## THE PROBLEM
From the listing below, pull out all lines with "virtual" in them.

## SUPPLIED INFORMATION

PR #7771, opened 2019-10-02
In Android : Reverse layout only when default layout direction is the…

Elashi:
… opposite of the user settings (#7393)
### Description of Change ###
Android: If the user adds this line `android:supportsRtl="true"` to application node in AndroidManifest.xml and add `Window.DecorView.LayoutDirection = LayoutDirection.Rtl;` into MainActivity.cs , the CollectionView fails to display in the correct direction chosen by the user when setting the property FlowDirection.

### Issues Resolved ### 
- fixes #7397 

### API Changes ###
None
 
### Platforms Affected ### 
- Android

### Behavioral/Visual Changes ###
When setting CollectionView.FlowDirection to RightToLeft and setting `Window.DecorView.LayoutDirection = LayoutDirection.Rtl` , the CollectionView will display from Right To Left

### Before/After Screenshots ### 

Before: the whole screen is display correctly from right-to-left but the CollectionView is left-to-right
image

After: After the fix, the whole screen is displayed correctly from right-to-left including the CollectionView is also right-to-left
image

### Testing Procedure ###
Android:
1 - Add `android:supportsRtl="true"` to application node in AndroidManifest.xml.
2- add `Window.DecorView.LayoutDirection = LayoutDirection.Rtl;` in MainActivity.cs
3- Set CollectionView's property `ItemsLayout="HorizontalList"`
4- Set CollectionView's direction `FlowDirection="RightToLeft"`

### PR Checklist ###

- [ ] Targets the correct branch
- [ ] Tests are passing (or failures are unrelated)

Issue #6342, opened 2019-05-29
[Bug] Shell FlowDirection follows Device FlowDirection in all cases.


aljaiban:
### Description
When setting the FlowDirection on Shell to RTL, it only take effects if the Device FlowDirection is the same i.e. RTL. When the Device FlowDirection is LTR and you set Shell FlowDirection to RTL, it does not work

### Steps to Reproduce

I tried the following scenario on Android emulator:

Shell: Explicit RightToLeft 
Page: MatchParent

When device region is Arabic/SA (RTL) : The Shell displays correctly and the page too.

When device region is English/US: The Shell displays Incorrectly i.e. LTR and the page displays correctly i.e. RTL.  See snapshot.

### Expected Behavior
Shell should use the direction specified in its FlowDirection attribute regardless of the Device FlowDirection.

### Actual Behavior
Right now it follows the Device FlowDirection.

### Basic Information

- Version with issue: Xamarin Forms 4.0
- Last known good version: None
- IDE: Visual Studio 2019 on Windows
- Platform Target Frameworks: 
  - iOS:  
  - Android:  
  
### Screenshots
![image](https://user-images.githubusercontent.com/7361168/58554672-46ce4b80-8220-11e9-995d-48c8cfb316ae.png)

samhouts:
Duplicate of #6227

aljaiban:
@samhouts  Not duplicate. In case of 6227 the Device FlowDirection is the same as the Shell Flow Direction and both are RTL.

In this case, the Shell menu appear LTR  even Shell is specified as RTL (Device is LTR.)

samhouts:
@aljaiban Okay, I'll reopen this. With any luck, we'll be able to fix them both at the same time! Thanks!

samhouts:
@aljaiban  Can you please attach a small project that demonstrates this issue? Thanks!

aljaiban:
Attached a sample project and snapshot. Note that you need to run the project on an LTR (English/US for example) device/emulator/simulator for the issue to appear.
![Snapshot](https://user-images.githubusercontent.com/7361168/58752128-333a1380-84b2-11e9-8b82-80702fe6882d.png)

https://1drv.ms/u/s!Anxli5dwfVWNpNcQNeJpj3ZhNKPryw

jfversluis:
Making sure we don't lose access to the reproduction code adding it here: 
[...]

Issue #6227, opened 2019-05-20
[Bug] Xamarin.Forms Shell Opener Issue for "RTL Language" when Tap at Hamburger


ranacodendev:
### Description
using xamarin.forms 4.0.0 -pre9 as Shell App, over all application is working fine, but right now i have one serious issue i.e.
My App is in Arabic Language , so when i Tap at Hamburger to open Shell/Menu it works differently for iPhone/iPad i.e. at iPad it open Shell/Menu Right to Left fine.
but at iPhone it open Shell/Menu Left to Right not acceptable by my Customer.

so please help me in this regards, that its behavior should be same for both Devices i.e. it should be open from Right to Left
### Steps to Reproduce

1. 
2. 
3. 

### Basic Information

- Version with issue:
- Last known good version:
- IDE:
- Platform Target Frameworks: 
  - iOS:  
  - Android:  
  - UWP:   
- Android Support Library Version: 
- Nuget Packages:
- Affected Devices:

### Screenshots

<img width="1317" alt="WithMenu" src="https://user-images.githubusercontent.com/1707247/58007774-a5dee280-7af3-11e9-8630-a0627d3eb76f.png">
<img width="1373" alt="WithoutMenu" src="https://user-images.githubusercontent.com/1707247/58007775-a6777900-7af3-11e9-83b9-414f230650da.png">

ranacodendev:
dear @pauldipietro ,
     Is there any way that i can open this Shell/Menu in Standard way, i.e. Right to Left, may be using some Render, please help me in this regards ASAP.
Please share any source code sample if possible,
Thanks,

ranacodendev:
hello anybody there to help me PLEASE.

Hedyia:
To solve this issue the device should be in Arabic setting. or you could use this plugin.
https://github.com/saeedafshari/RedCorners.Forms

mohamadayash:
Hello I have the same problem 
![IMG_1808](https://user-images.githubusercontent.com/11196273/58631354-fcfe6780-82ea-11e9-9733-3a40552d5962.PNG)

ranacodendev:
so any update on this issue as explained above, 
is there any way to solve it, i.e. always open menu from RTL in both devices cases iPhone/iPad and also in Android.?

please share any code or any thing which helps me in this regards,
Thanks,
MN

mohamadayash:
Hello , any news about this issue ?

AmerBakeer:
[...]

PR #7809, opened 2019-10-04
In Android : Reverse layout only when default layout direction is the…

### LINKED ISSUE #7397: [Bug] Forms 4.2 : CollectionView : Android : RTL
### Description
I have a horizontal CollectionView inside a vertical CollectionView.  The horizontal CollectionView's direction was working perfectly RightToLeft in version 4.1 but when I upgraded to 4.2 , its direction now is flipped LeftToRight only in Android.

### Steps to Reproduce

1. In AppShell.xaml add property to Shell : FlowDirection="RightToLeft". I also added this property to inner CollectionView

2.  I have this block of code in MainActivity.cs as an attempt to make the default direction for the app as RTL and the language Arabic:
`            string cultureName = "ar";
            var locale = new Java.Util.Locale(cultureName);
            Java.Util.Locale.Default = locale;
            var config = new Android.Content.Res.Configuration();
            config.SetLocale(locale);
            config.SetLayoutDirection(locale);
            BaseContext.CreateConfigurationContext(config);
`
3.  In AppDelegate.cs , I have the following to force default RTL dirction:
`            var selector = new ObjCRuntime.Selector("setSemanticContentAttribute:");
            IntPtr_objc_msgSend(UIView.Appearance.Handle, selector.Handle, UISemanticContentAttribute.ForceRightToLeft);
`

### Expected Behavior
Inner CollectionView shows items displayed RightToLeft

### Actual Behavior
Inner CollectionView shows items displayed LeftToRight

### Basic Information

- Version with issue: 4.2
- Last known good version: 4.1
- IDE: Visual Studio 2019
- Platform Target Frameworks: 
  - iOS:  
  - Android:  
  - UWP:  not applicable
- Nuget Packages:
- Affected Devices:

### Screenshots
Version 4.1
ver 4 1

Version 4.2
ver 4 2

If you notice, the hamburger icon also disappears.

Elashi:
… opposite of the user settings (#7397)

### Description of Change ###

Android: If CollectionView.FlowDirection=RightToLeft , the change will make sure to display the CollectionView in the correct direction (right-to-left) regardless of the application direction settings defined in AndroidManifest and MainActivity.

### Issues Resolved ### 

- fixes #7397 

### API Changes ###
 
 None

### Platforms Affected ### 
- Android

The change will force CollectionView to display direction RightToLeft even when application default direction is Rtl in AndroidManifest and MainActivity which currently does not.

Before the change, if I set the default direction of the application to right-to-left in AndroidManifest and MainActivity, everything will change direction to right to left including Shell controls but CollectionView will display left-to-right even though its FlowDirection is set to RightToLeft.
Before the change:
image
After the change
image

### Testing Procedure ###

1- in AndroidManifest.xml , add the attribute `android:supportsRtl="true"` to `application` node.
2- in MainActivity.cs , add `Window.DecorView.LayoutDirection = LayoutDirection.Rtl;` to `OnCreate` 
3- in your xaml page add the following property to your CollectionView `FlowDirection=RightToLeft`

### PR Checklist ###

### DIFF
--- a/Xamarin.Forms.Platform.Android/CollectionView/ItemsViewRenderer.cs
+++ b/Xamarin.Forms.Platform.Android/CollectionView/ItemsViewRenderer.cs
@@ -539,19 +539,6 @@ namespace Xamarin.Forms.Platform.Android
 			{
 				return;
 			}
-
-			var effectiveFlowDirection = ((IVisualElementController)Element).EffectiveFlowDirection;
-
-			if (effectiveFlowDirection.IsRightToLeft()
-				&& Context.GetActivity().Window.DecorView.LayoutDirection == LayoutDirection.Ltr)
-			{
-				linearLayoutManager.ReverseLayout = true;
-			}
-			else if (effectiveFlowDirection.IsLeftToRight()
-				&& Context.GetActivity().Window.DecorView.LayoutDirection == LayoutDirection.Rtl)
-			{
-				linearLayoutManager.ReverseLayout = false;
-			}
 		}
 
 		protected virtual int DetermineTargetPosition(ScrollToRequestEventArgs args)
--- a/Xamarin.Forms.Platform.Android/CollectionView/ItemsViewRenderer.cs
+++ b/Xamarin.Forms.Platform.Android/CollectionView/ItemsViewRenderer.cs
@@ -542,11 +542,13 @@ namespace Xamarin.Forms.Platform.Android
 
 			var effectiveFlowDirection = ((IVisualElementController)Element).EffectiveFlowDirection;
 
-			if (effectiveFlowDirection.IsRightToLeft())
+			if (effectiveFlowDirection.IsRightToLeft()
+				&& Context.GetActivity().Window.DecorView.LayoutDirection == LayoutDirection.Ltr)
 			{
 				linearLayoutManager.ReverseLayout = true;
 			}
-			else if (effectiveFlowDirection.IsLeftToRight())
+			else if (effectiveFlowDirection.IsLeftToRight()
+				&& Context.GetActivity().Window.DecorView.LayoutDirection == LayoutDirection.Rtl)
 			{
 				linearLayoutManager.ReverseLayout = false;
 			}
--- a/Xamarin.Forms.Platform.Android/CollectionView/EdgeSnapHelper.cs
+++ b/Xamarin.Forms.Platform.Android/CollectionView/EdgeSnapHelper.cs
@@ -1,5 +1,6 @@
 using Android.Support.V7.Widget;
 using AView = Android.Views.View;
+using ALayoutDirection = Android.Views.LayoutDirection;
 
 namespace Xamarin.Forms.Platform.Android
 {
@@ -13,8 +14,11 @@ namespace Xamarin.Forms.Platform.Android
 		}
 
 		protected static bool IsLayoutReversed(RecyclerView.LayoutManager layoutManager)
-		{
-			if (layoutManager is LinearLayoutManager linearLayoutManager)
+        {
+            if (layoutManager.LayoutDirection == (int)(ALayoutDirection.Rtl))
+                return true;
+
+            if (layoutManager is LinearLayoutManager linearLayoutManager)
 			{
 				return linearLayoutManager.ReverseLayout;
 			}
--- a/Xamarin.Forms.Platform.Android/CollectionView/EdgeSnapHelper.cs
+++ b/Xamarin.Forms.Platform.Android/CollectionView/EdgeSnapHelper.cs
@@ -14,11 +14,11 @@ namespace Xamarin.Forms.Platform.Android
 		}
 
 		protected static bool IsLayoutReversed(RecyclerView.LayoutManager layoutManager)
-        {
-            if (layoutManager.LayoutDirection == (int)(ALayoutDirection.Rtl))
-                return true;
+		{
+			if (layoutManager.LayoutDirection == (int)(ALayoutDirection.Rtl))
+				return true;
 
-            if (layoutManager is LinearLayoutManager linearLayoutManager)
+			if (layoutManager is LinearLayoutManager linearLayoutManager)
 			{
 				return linearLayoutManager.ReverseLayout;
 			}
@@ -26,13 +26,13 @@ namespace Xamarin.Forms.Platform.Android
 			return false;
 		}
 
-		protected int[] CalculateDistanceToFinalSnap(RecyclerView.LayoutManager layoutManager, AView targetView, 
+		protected int[] CalculateDistanceToFinalSnap(RecyclerView.LayoutManager layoutManager, AView targetView,
 			int direction = 1)
 		{
 			var orientationHelper = CreateOrientationHelper(layoutManager);
 			var isHorizontal = layoutManager.CanScrollHorizontally();
 			var rtl = isHorizontal && IsLayoutReversed(layoutManager);
-			
+
 			var size = orientationHelper.GetDecoratedMeasurement(targetView);
 
 			var hiddenPortion = size - VisiblePortion(targetView, orientationHelper, rtl);
@@ -54,7 +54,7 @@ namespace Xamarin.Forms.Platform.Android
 			var size = orientationHelper.GetDecoratedMeasurement(view);
 
 			var portionInViewPort = VisiblePortion(view, orientationHelper, reversed && isHorizontal);
-			
+
 			// Is the first visible view at least halfway on screen?
 			return portionInViewPort >= size / 2;
 		}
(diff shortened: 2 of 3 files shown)


Elashi:
Not successful checks !
What shall I do now?

Xamarin.Forms.Platform.Android/CollectionView/ItemsViewRenderer.cs
```diff
@@ -542,11 +542,13 @@ protected virtual void ReconcileFlowDirectionAndLayout()
 
 			var effectiveFlowDirection = ((IVisualElementController)Element).EffectiveFlowDirection;
 
-			if (effectiveFlowDirection.IsRightToLeft())
+			if (effectiveFlowDirection.IsRightToLeft()
```
PureWeen: Can we just delete this code to fix this?

```C#
if (effectiveFlowDirection.IsRightToLeft())
			{
				linearLayoutManager.ReverseLayout = true;
			}
			else if (effectiveFlowDirection.IsLeftToRight())
			{
				linearLayoutManager.ReverseLayout = false;
			}
```

I'm not totally clear what it's accomplishing. If the flow direction on the CollectionView is set to RightToLeft then the *LayoutDirection* on the RecyclerView gets set to *LayoutDirection.RTL*

I tested with your reproduction here
https://github.com/xamarin/Xamarin.Forms/issues/7397#issuecomment-532625478

And I tested with the test procedure steps you have outlined in this PR and in both cases if we just delete the ReverseLayout code then it correctly lays out RTL


Which is all the reason why setting SupportsRTL to True was causing it to break
https://github.com/xamarin/Xamarin.Forms/issues/7397#issuecomment-532625478

Because if SupportsRTL is false than LayoutDirection doesn't do anything so when you set it to true it was then getting reversed twice. Once because LayoutDirection is set to RTL and a second time because ReverseLayout is set to True

Based on all this I feel like the fix would be to just 
- Delete the code that sets *ReverseLayout* at all
- Also modify the code inside *SingleSnapHelper.IsLayoutReversed* to test for LayoutDirection on RecyclerView

The only reason that I can think of why you'd use ReverseLayout would be if you want RTL support on the CollectionView but the user hasn't set SupportsRTL inside the Android  Manifest

But our documentation indicates that you need to set that to true in order for FlowDirection to work

https://docs.microsoft.com/en-us/xamarin/xamarin-forms/app-fundamentals/localization/right-to-left#android

If we wanted RTL to work when *SupportsRTL* is false (which I don't think we do) I think the code fix would be more like this

```C#
			if(!Context.HasRtlSupport())
			{
				if (effectiveFlowDirection.IsRightToLeft())
				{
					linearLayoutManager.ReverseLayout = true;
				}
				else if (effectiveFlowDirection.IsLeftToRight())
				{
					linearLayoutManager.ReverseLayout = false;
				}

			}
```

@hartez @samhouts  thoughts?

hartez: @PureWeen Yeah, you can probably just delete that. I either was not aware of supportsRTL when I was originally writing/testing that stuff, or I was trying to get the support to work without it because we were targeting API 15 (and supportsRTL is from 17 onward, I think).

TBH, I can't remember. But I think you're right that the code is wrong, especially now that 19 is the minimum API level.

PureWeen: Alright I pushed those changes and also modified the checks in the snap helper. Let me know if that all works as you'd expect it to. I ran a few tests with snap helpers and it seems to work fine when set to RTL.

@Elashi can you sign the CLA?

Elashi:
My humble opinion is that removing the code makes FlowDirection useless.  And leaving the code will harm no one. 
For my current need removing the code will solve my problem but I’m worried if for any reason someone wanted a CollectionView with RightToLeft direction in a LeftToRight context.  Or the opposite.
I respect you guys but I really don’t see the benefit behind removing the code.

PureWeen:
@Elashi 

> My humble opinion is that removing the code makes FlowDirection useless.  And leaving the code will harm no one.

The problem is that ReverseLayout does double duty. Our flow direction code already sets the layout to RTL so the setting ReverseLayout undoes that.  What's the advantage to using *ReverseLayout* over LayoutDirection?

> For my current need removing the code will solve my problem but I’m worried if for any reason someone wanted a CollectionView with RightToLeft direction in a LeftToRight context.  Or the opposite.

Then they just set the Page to LeftToRight and the CollectionView to RightToLeft. What am I missing?

Elashi:
> Then they just set the Page to LeftToRight and the CollectionView to RightToLeft. What am I missing?

This won't resolve the problem.  Setting the CollectionView to RightToLeft will not work as current defaults (when Manifest and MainActivity were Ltr) and Setting the CollectionView to LeftToRight will not work if Manifest and MainActivity were set to RTL.  In these cases reversing is necessary.

[Checkout our long discussion in the previous PR.](https://github.com/xamarin/Xamarin.Forms/pull/7771#discussion_r330659294)

LayoutDirection | FlowDirection | Need to Reverse
-- | -- | --
Ltr | RightToLeft | Y
Ltr | LeftToRight | N
Rtl | RightToLeft | N
Rtl | LeftToRight | Y

PureWeen:
>  if Manifest and MainActivity were set to RTL

- How do you set the Manifest to RTL?  

Setting *android:supportsRtl="true"* doesn't set the application to RTL all it does is enable the RTL APIs like layout direction. It's just a declaration to googles APIs that your application is RTL capable. For example if you go into developer options and  "Force RTL" then it will change the default LayoutDirection on all your layouts to RTL but that will only have an effect if you have supportsRTL set to true.  LayoutDirection just becomes a noop if supportsRtl is false but setting supportsRTL to true has no direct effect on an application.  There is a bug where CV doesn't respect "Force RTL" (https://github.com/xamarin/Xamarin.Forms/issues/7920). 

- Setting the decor view LayoutDirection to RTL  

I would say falls into the "not recommended" way of doing it. Forms does a lot of work to propagate flow direction so if you use forms apis (FlowDirection) then Forms can act accordingly. Once you start setting LayoutDirection yourself natively getting Forms to play with that is going to be undefined.  That being said :-)   I think the bug you are running into is in fact the one I've logged her (https://github.com/xamarin/Xamarin.Forms/issues/7920)  

If you comment out this line on the CV
https://github.com/xamarin/Xamarin.Forms/blob/823013dbc8f3095f25ee19e6257e5acc7b5e3696/Xamarin.Forms.Platform.Android/CollectionView/ItemsViewRenderer.cs#L476

And then set the DecorView to RTL then the CV correctly lays out as RTL. The CV needs to not explicitly set LayoutDirection if FlowDirection hasn't been set anywhere in the Xamarin.Forms hierarchy

Elashi:
@PureWeen I recommend that you read the previous PR and Issue.  We already discussed these points in it.  In short, Shell icons does not respond to FlowDirection=RightToLeft

Xamarin.Forms.Platform.Android/CollectionView/ItemsViewRenderer.cs
Elashi: > Because if _supportsRtl_ is false then _RecyclerView.LayoutDirection_ doesn't do anything, so when you set _supportsRtl_ to true it was then getting reversed twice. Once because _RecyclerView.LayoutDirection_ is set to RTL and a second time because _LinearLayoutManager.ReverseLayout_ is set to True

The PR will reduce the number of reverses by adding more restricting conditions.

Elashi:
> I would say falls into the "not recommended" way of doing it.

My application is in Arabic , it has to display Right To Left regardless of the settings in the device (force right to left or not)

> Forms does a lot of work to propagate flow direction so if you use forms apis (FlowDirection) then Forms can act accordingly.

Setting FlowDirection=RightToLeft for Shell does not act accordingly.

PureWeen:
> My application is in Arabic , it has to display Right To Left regardless of the settings in the device (force right to left or not)

Right! And you should be able to lean on our APIs for this. If not then we'll fix. For example setting on Shell or just on the Pages

> Setting FlowDirection=RightToLeft for Shell does not act accordingly.
> Setting Shell.FlowDirection=RightToLeft has no effect

Do these bugs outline your issues? 
 https://github.com/xamarin/Xamarin.Forms/issues/6342
https://github.com/xamarin/Xamarin.Forms/issues/6227

If those don't fully capture your shell issues can you log another one please?

> After this change, FlowDirection will only work if Manifest was changed to android:supportsRtl="true"

Correct we use native APIs to handle RTL (LayoutDirection) and those only work if you have this set to true.  

> I tested this change on my local computer and it resolved my problem

Good to hear! We'll hopefully get to the rest of the Shell RTL issues here soon

> Keeping the lines as it is (without the PR) , will show CollectionView left to right when I set Window.DecorView.LayoutDirection = LayoutDirection.Rtl

Which is caused by this issue https://github.com/xamarin/Xamarin.Forms/issues/7920. Using ReverseLayout would just be the wrong way to address the bug

Elashi:
@PureWeen Thank you for your time.  And I understand your point of view.  Let me know if I have to do anything else to get this issue resolved.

## ANSWER SPACE
 		protected virtual int DetermineTargetPosition(ScrollToRequestEventArgs args)
@@ -542,11 +542,13 @@ protected virtual void ReconcileFlowDirectionAndLayout()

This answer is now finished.